If you're unsure about the location of your job statistics file, you can run the following command (replace 4682962 with your job ID):

z123456@katana2:~ $ qstat -xf 4682962
then search for Output_Path. For example, in below example, the absolute path of the output file is /home/z123456/output_file.txt. Interactive jobs do no show a file name, for those cases the output file name look as 4638435.kman.restech.unsw.edu.au.OU and is placed on the folder where you submitted the job:
z3536424@katana2:~/hacky $ qstat -xf 4686875
Job Id: 4686875.kman.restech.unsw.edu.au
    Job_Name = hacky
    Job_Owner = z3536424@katana2
    resources_used.cpupercent = 0
    resources_used.cput = 00:00:00
    resources_used.mem = 6896kb
    resources_used.ncpus = 1
    resources_used.vmem = 6896kb
    resources_used.walltime = 00:00:09
    job_state = F
    queue = cse12
    server = kman
    Checkpoint = u
    ctime = Thu Aug 10 16:10:39 2023
    Error_Path = /dev/pts/0
    exec_host = k242/3
    exec_vnode = (k242:ncpus=1:mem=1048576kb:ngpus=0)
    Hold_Types = n
    interactive = True
    Join_Path = n
    Keep_Files = n
    Mail_Points = a
    mtime = Thu Aug 10 16:11:09 2023
    Output_Path = /home/z123456/output_file.txt
    Priority = 0
    qtime = Thu Aug 10 16:10:39 2023
    Rerunable = False
    Resource_List.ib = no
    Resource_List.mem = 1gb
    Resource_List.ncpus = 1
    Resource_List.ngpus = 0
    Resource_List.nodect = 1
    Resource_List.place = group=cse12
    Resource_List.select = ncpus=1:mem=1gb
    Resource_List.walltime = 01:00:00
    stime = Thu Aug 10 16:10:55 2023
    obittime = Thu Aug 10 16:11:09 2023
    session_id = 2621006
    jobdir = /home/z3536424
    substate = 92
    Variable_List = PBS_O_HOME=/home/z3536424,PBS_O_LANG=en_AU.UTF-8,
    PBS_O_LOGNAME=z3536424,
    PBS_O_PATH=/home/z3536424/.local/bin:/usr/share/Modules/bin:/usr/lib64
    /ccache:/usr/local/bin:/usr/bin:/usr/local/sbin:/usr/sbin:/opt/pbs/bin,
    PBS_O_MAIL=/var/spool/mail/z3536424,PBS_O_SHELL=/bin/bash,
    PBS_O_WORKDIR=/home/z3536424/hacky,PBS_O_SYSTEM=Linux,
    PBS_O_QUEUE=cse12,PBS_O_HOST=katana2
    comment = Job run at Thu Aug 10 at 16:10 on (k242:ncpus=1:mem=1048576kb:ngp
    us=0) and finished
    etime = Thu Aug 10 16:10:39 2023
    run_count = 1
    eligible_time = 00:00:19
    Exit_status = 0
    Submit_arguments = -N hacky -I
    history_timestamp = 1691647869
    project = _pbs_project_default
    Submit_Host = katana2

Tips for using PBS and Katana effectively

Keep your jobs under 12 hours if possible

If you request more than 12 hours of WALLTIME then you can only use the nodes bought by your school or research group.
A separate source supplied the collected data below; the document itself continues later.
PR #42, opened 2015-02-10
Added ability to add UIViewController based user defined global entries.

maniak-dobrii:
Makes possible to provide custom UIViewController for user defined global entry, which will be pushed on to the FLEX manager's navigation view controller stack instead of explorer view controller. This could be used to add some custom UI for testers, add different switches/notes, for example network stubbing could be toggled from such custom UI.

### DIFF
--- a/Classes/Explorer Toolbar/FLEXManager.h
+++ b/Classes/Explorer Toolbar/FLEXManager.h
@@ -23,9 +23,18 @@
 /// @param entryName The string to be displayed in the cell.
 /// @param objectFutureBlock When you tap on the row, information about the object returned by this block will be displayed.
 /// Passing a block that returns an object allows you to display information about an object whose actual pointer may change at runtime (e.g. +currentUser)
+/// @param forceObjectExplorer Specifies how to interpret object returned from objectFutureBlock. If YES it will create object/class inspector view controller
+/// for any supplied object, while NO will cause any passed UIViewController subclasses to be pushed into manager's navigation view controller.
 /// @note This method must be called from the main thread.
 /// The objectFutureBlock will be invoked from the main thread and may return nil.
 /// @note The passed block will be copied and retain for the duration of the application, you may want to use __weak references.
+- (void)registerGlobalEntryWithName:(NSString *)entryName
+                  objectFutureBlock:(id (^)(void))objectFutureBlock
+                forceObjectExplorer:(BOOL)forceObjectExplorer;
+
+/**
+ *  The same as -registerGlobalEntryWithName:objectFutureBlock:forceObjectExplorer: passing YES for forceObjectExplorer.
+ */
 - (void)registerGlobalEntryWithName:(NSString *)entryName objectFutureBlock:(id(^)(void))objectFutureBlock;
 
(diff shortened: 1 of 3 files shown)


ryanolsonk:
Nice! I like the added feature.

@JaviSoto, do you have any thoughts on the change or the new API?

Classes/Explorer Toolbar/FLEXManager.h
```diff
@@ -23,9 +23,18 @@
 /// @param entryName The string to be displayed in the cell.
 /// @param objectFutureBlock When you tap on the row, information about the object returned by this block will be displayed.
 /// Passing a block that returns an object allows you to display information about an object whose actual pointer may change at runtime (e.g. +currentUser)
+/// @param forceObjectExplorer Specifies how to interpret object returned from objectFutureBlock. If YES it will create object/class inspector view controller
+/// for any supplied object, while NO will cause any passed UIViewController subclasses to be pushed into manager's navigation view controller.
 /// @note This method must be called from the main thread.
 /// The objectFutureBlock will be invoked from the main thread and may return nil.
 /// @note The passed block will be copied and retain for the duration of the application, you may want to use __weak references.
+- (void)registerGlobalEntryWithName:(NSString *)entryName
```
ryanolsonk: What do you think about separating the two API a little? I think something like:

```objc
- (void)registerGlobalEntryWithName:(NSString *)entryName viewControllerFuture:(UIViewController (^)(void))viewControllerFuture;
```

would be a little more clear than the force `BOOL`. The implementation would also be pretty simple since `FLEXGlobalsTableViewControllerEntry` already consists of a name future and a view controller future.

ryanolsonk:
@maniak-dobrii I left some feedback about a small change to the API. Let me know what you think. We also need you to fill you the contributor form prior to merging: https://docs.google.com/forms/d/1gh9y6_i8xFn6pA15PqFeye19VqasuI9-bGp_e0owy74/viewform

Thanks!

Classes/Explorer Toolbar/FLEXManager.h
JaviSoto: +1. It took me a few minutes to understand what this API was about.

JaviSoto: And for that API, does it have to be a view controller future? or we could make it just take the VC?

ryanolsonk: I think we should stick with a view controller future. That way we can create them on demand and drop them when the user backs out. Otherwise we'd be hanging on to a view controller that may never get used for the life of the app.

maniak-dobrii:
@ryanolsonk Yeah, sounds great, I'll update my code. Already submitted contributor form.

maniak-dobrii:
Done, check my updates. Not sure about how to handle nils returned from view controller future block, so, for now it is just asserted. Nothing crashes if you return nil, just a note in the log, but I wouldn't rely on that behaviour, as it may change in future iOS versions.

ryanolsonk:
Great, thanks for the contribution!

Keeping your job's run time request under 12 hours means that it can run on any node in the cluster.

Important

Two 10 hour jobs will probably finish sooner that one 20 hour job.
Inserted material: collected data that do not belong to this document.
PR #44, opened 2015-02-14
Add rename and delete operations to file browser.

drodriguez:
A long press in any file or directory in the file browser will show a menu with options to rename or delete the selected file or directory.

Renames show an alert view with a text field to write the new name for the file or directory.

Deletes show an alert to confirm the deletion of the file.

Some modifications to the main file browser VC have been done to reload the table view sources after the changes.

### DIFF
--- a/Classes/Global State Explorers/FLEXFileBrowserTableViewController.m
+++ b/Classes/Global State Explorers/FLEXFileBrowserTableViewController.m
@@ -7,20 +7,26 @@
 //
 
 #import "FLEXFileBrowserTableViewController.h"
+#import "FLEXFileBrowserFileOperationController.h"
 #import "FLEXUtility.h"
 #import "FLEXWebViewController.h"
 #import "FLEXImagePreviewViewController.h"
 
-@interface FLEXFileBrowserTableViewController ()
+@interface FLEXFileBrowserTableViewCell : UITableViewCell
+@end
+
+@interface FLEXFileBrowserTableViewController () <FLEXFileBrowserFileOperationControllerDelegate>
 
 @property (nonatomic, copy) NSString *path;
 @property (nonatomic, copy) NSArray *childPaths;
+@property (nonatomic, copy) NSString *searchString;
 @property (nonatomic, strong) NSArray *searchPaths;
 @property (nonatomic, strong) NSNumber *recursiveSize;
 @property (nonatomic, strong) NSNumber *searchPathsSize;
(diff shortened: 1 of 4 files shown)


tijoinc:
Sweet!

ryanolsonk:
This is great! Thanks for the contribution. Looking over it, I have some minor feedback that I'll leave inline, but overall it looks like a very clean change.

Classes/Global State Explorers/FLEXFileBrowserTableViewController.m
```diff
@@ -265,4 +300,82 @@ - (void)openFileController:(NSString *)fullPath
...
+    [self.operationQueue cancelAllOperations];
+    FLEXFileBrowserSearchOperation *newOperation = [[FLEXFileBrowserSearchOperation alloc] initWithPath:self.path searchString:self.searchString];
+    newOperation.delegate = self;
+    [self.operationQueue addOperation:newOperation];
+}
+
+@end
+
+
+@implementation FLEXFileBrowserTableViewCell
```
ryanolsonk: What do you think about implementing the actions in `-tableView:performAction:forRowAtIndexPath:` rather than adding the custom cell subclass and responder chain forwarding? It would also cut out the `indexPath` lookup since that is provided directly to the `UITableViewDelegate` method.

ryanolsonk:
Just the one comment that I think would simplify things a little. Let me know what your thoughts are. Otherwise looks good! After merging, I'll do a quick pass to make sure the styling is consistent with the rest of the project.

Classes/Global State Explorers/FLEXFileBrowserTableViewController.m
drodriguez: I will love that to work, but it doesn't. My theory is that Apple only wants us to use that for copy, cut, and paste, and they don't invoke that method unless is one of those three (maybe others, but not the custom one).

I will give it a try, but I don't think I will make it work without the custom cell and playing with the responser chain (the last part is “optional”, but I didn’t want to give the cell the responsibility of deleting/renaming its file).

ryanolsonk: Ah, got it. Looks like `delete:` exists in the `UIResponderStandardEditActions` informal protocol but there's nothing for renaming. Your approach makes total sense now. I'm going to merge and do a quick style pass. Thanks again for the contribution!

ryanolsonk:
Merged manually to address the conflict in the pbxproj file. Thanks!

In fact, if there is spare capacity on Katana, which there is most of the time, six 10 hours jobs will finish before a single 20 hour job will. Requesting more resources for your job decreases the places that the job can run

The most obvious example is going over the 12 hour limit which limits the number of compute nodes that your job can run on. For example specifying the CPU in your job script restricts you to the nodes with that CPU. A job that requests 20Gb will run on a 128Gb node with a 100Gb job already running but a 30Gb job will not be able to.

Running your jobs interactively makes it hard to manage multiple concurrent jobs

If you are currently only running jobs interactively then you should move to batch jobs which allow you to submit more jobs which then start, run and finish automatically. If you have multiple batch jobs that are almost identical then you should consider using array jobs

If your batch jobs are the same except for a change in file name or another variable then you should have a look at using array jobs.